This is in regards to MS SQL Server 2005.
I have an SSIS package that validates data between two different data sources. If it finds differences it builds and executes a SQL update script to fix the problem. The SQL Update script runs at the end of the package after all differences are found.
I’m wondering if it is necessary or a good idea to some how break down the sql update script into multiple transactions and whats the best way to do this.
The update script looks similar to this, but longer (example):
Update MyPartTable SET MyPartGroup = (Select PartGroupID From MyPartGroupTable
Where PartGroup = "Widgets"), PartAttr1 = 'ABC', PartAttr2 = 'DEF', PartAttr3 = '123'
WHERE PartNumber = 'ABC123';
For every error/difference found an additional Update query is added to the Update Script.
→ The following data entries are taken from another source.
PR #41, opened 2015-10-20
Fix content format

GordonDiggs:
The spec requires this to be a hash with a "body" key

@codeclimate/review


pbrisbin:
Nice catch. LGTM

PR #82, opened 2014-03-04
Array.isArray() and Object.keys() shims

ghost:
With these hacks, we can hopefully get to es3 compat and I'll switch over stream-browserify to use readable-stream directly instead, saving many bytes in mixed `require('stream')` vs `require('readable-stream')` usage.

### DIFF
--- a/build/files.js
+++ b/build/files.js
@@ -46,9 +46,21 @@ const requireReplacement = [
           /^(var util = require\('util'\);)/m
         , '$1\nvar isArray = require(\'isarray\');'
       ]
-    , isArray = [
-          /Array\.isArray/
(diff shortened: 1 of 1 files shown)


f0rmat1k:
You still need es3?

mcollina:
@f0rmat1k yes we do until we bump the major, as it is a semver-major change.

f0rmat1k:
@mcollina ok. Are you gonna to release such major? I can send PR. It's just rly strange to see in 2017 `isarray` dependency, when you install such pockets as mongodb for example.

mcollina:
@f0rmat1k at the moment there is no plan to release a semver major change any time soon.

Issue #124, opened 2015-04-03
Standardizing ".destroy()"


chrisdickinson:
This is a behavior that streams [_used_ to have](https://github.com/iojs/io.js/blob/v1.x/lib/stream.js#L68) (as of streams 1), but was never really fully specified, and was removed in [streams2+](https://github.com/iojs/io.js/blob/v1.x/lib/_stream_readable.js#L554-L563). The result is that there's no standard way to prematurely end a stream from the outside, and the effects of prematurely ended streams are undefined (or surprising to our users).

@mafintosh may have more words about this!

domenic:
FWIW: in WHATWG streams, we have `readableStream.cancel()` and `writableStream.abort()`. The former makes the readable stream look closed, whereas the latter makes the writable stream look errored. I can go into more detail on the reasoning if desired.

mafintosh:
I think an overridable `._destroy(cb)` would be good way to do this and then have all streams have a public `.destroy` that would call `._destroy` once and only once. When the callback is called the stream would emit `close` and possibly `error` if an error is passed.

``` js
myStream._destroy = function (cb) {
  closeResources(function (err) {
    cb(err)
  })
}

myStream.destroy() // calls the above method
myStream.destroy() // doesn't do anything
```

emilbayes:
+1! I always end up bike-shedding my own `destroy` method that for example cleans up the underlying source of `Readable`. However I've never really been sure in what state I leave the stream...

chrisdickinson:
@Domenic I'd definitely be interested in why prematurely ending a writable implies an error.

@mafintosh So, to make sure I've got this correct, a few of the potential event sequences are:

##### `A.pipe(B).pipe(C); A.destroy()` – streams2+, default _destroy 

1. User calls "A.destroy()".
2. "A" emits *"close"*.

A is still piped to B, which is still piped to C.

##### `A.pipe(B).pipe(C); B.destroy()` – streams2+, default _destroy

1. User calls "B.destroy()".
2. "B" emits *"close"*.
3. "A.unpipe(B)"
  1. "B" emits *"unpipe" A*.
  2. If "B" is the only destination of "A", "A" is implicitly paused.
  3. Else if "B" awaitsDrain, then "A" may start flowing.

B is still piped to C. A is still available to be re-piped, and may be paused or flowing.

##### `A.pipe(B).pipe(C); B.destroy()` – A is streams1, B and C are streams2+, default _destroy

1. User calls "B.destroy()".
[...]

PR #125, opened 2015-04-09
Add .destroy to Readable and Writable prototypes

mafintosh:
This is an attempt to implement #124. Basically it adds `.destroy` to the Readable and Writable prototypes. These prototypes forwards the call to `._destroy(cb)` the first time destroy is called. If destroy is called twice the second call is ignored.

This allows you prematurely end a stream more easily. As an example here is a file reader

``` js
var createFileStream = function (fd) {
  var rs = new stream.Readable()

  rs._destroy = function (cb) {
    fs.close(fd, cb)
  }

  rs._read = function (size) {
    var buf = new Buffer(size)
    fs.read(fd, buf, 0, size, null, function (err, len) {
      if (err) {
        rs.emit('error', err)
        return rs.destroy()
      }
      rs.push(buf.slice(0, len))
    })
  }

  return rs
}
``` 

Calling `rs.destroy()` will now close the file descriptor and emit `close` when the close is done.

### DIFF
--- a/lib/_stream_readable.js
+++ b/lib/_stream_readable.js
@@ -108,6 +108,8 @@ function ReadableState(options, stream) {
     this.decoder = new StringDecoder(options.encoding);
     this.encoding = options.encoding;
   }
+
+  this.destroyed = false;
 }
 
 function Readable(options) {
@@ -150,6 +152,28 @@ Readable.prototype.unshift = function(chunk) {
 
 Readable.prototype.isPaused = function() {
   return this._readableState.flowing === false;
+};
+
+Readable.prototype.destroy = function() {
+  var self = this;
+  if (this._readableState.destroyed) return;
+  this._readableState.destroyed = true;
+
+  // if this is a duplex stream mark the writable part as destroyed as well
+  if (this._writableState) {
+    this._writableState.destroyed = true;
+  }
+
+  this._destroy(function(err) {
+    if (err) {
+      self.emit('error', err);
+    }
+    self.emit('close');
+  });
+};
+
+Readable.prototype._destroy = function (callback) {
+  process.nextTick(callback)
 };
 
 function readableAddChunk(stream, state, chunk, encoding, addToFront) {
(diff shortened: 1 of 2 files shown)


lib/_stream_readable.js
```diff
@@ -152,6 +154,28 @@ Readable.prototype.isPaused = function() {
...
 
+Readable.prototype.destroy = function() {
+  var self = this;
+  if (this._readableState.destroyed) return;
+  this._readableState.destroyed = true;
+
+  // if this is a duplex stream mark the writable part as destroyed as well
+  if (this._writableState) {
+    this._writableState.destroyed = true;
+  }
```
chrisdickinson: Sort of tempted to say "may as well specially implement `destroy` on Duplex" just to avoid adding another case of the parent class having intimate knowledge of its subclass.

chrisdickinson:
Curious: is the omission of `.destroy` from `Readable#pipe/on{error,close}` intentional?

lib/_stream_readable.js
mafintosh: yea i think thats good idea. will update the pr

mafintosh:
@chrisdickinson I forgot about that :) I'll add it.

lib/_stream_readable.js
sonewman: It's almost a shame we couldn't add this to the base `stream` class somehow since they are both doing pretty much the same thing.

Better still if there was a base `StreamState` that all states inherited from, although that would restrict people from calling `_destroy()` directly, although that might not be such a bad thing...

sonewman:
What do you think about adding it to the construction also? e.g.:
```javascript
var readable = new stream.Readable({
  destroy() {
    // burn down the house
  }
});
```

calvinmetcalf:
Shouldn't this be against the main io repo or is this just for discussion?

yoshuawuyts:
What steps must be taken to get this into core?

calvinmetcalf:
open pull request on this repo https://github.com/nodejs/node

calvinmetcalf:
I'm going to close this, an issue is where we probably want to continue this discussion.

I only expect about 300 updates on a daily basis, but sometimes there could be 50,000. Should I break the script down into transactions every say 500 update queries or something?
Would your system handle other processes reading the data that has yet to be updated? If so, you might want to perform multiple transactions.
The benefit of performing multiple transactions is that you will not continually accumulate locks. If you perform all these updates at once, SQL Server will eventually run out of small-grained lock resources (row/key) and upgrade to a table lock. When it does this, nobody else will be able to read from these tables until the transaction completes (unless they use dirty reads or are in snapshot mode).
The side effect is that other processes that read data may get inconsistent results.
So if nodoby else needs to use this data while you are updating, then sure, do all the updates in one transaction. If there are other processes that need to use the table, then yes, do it in chunks.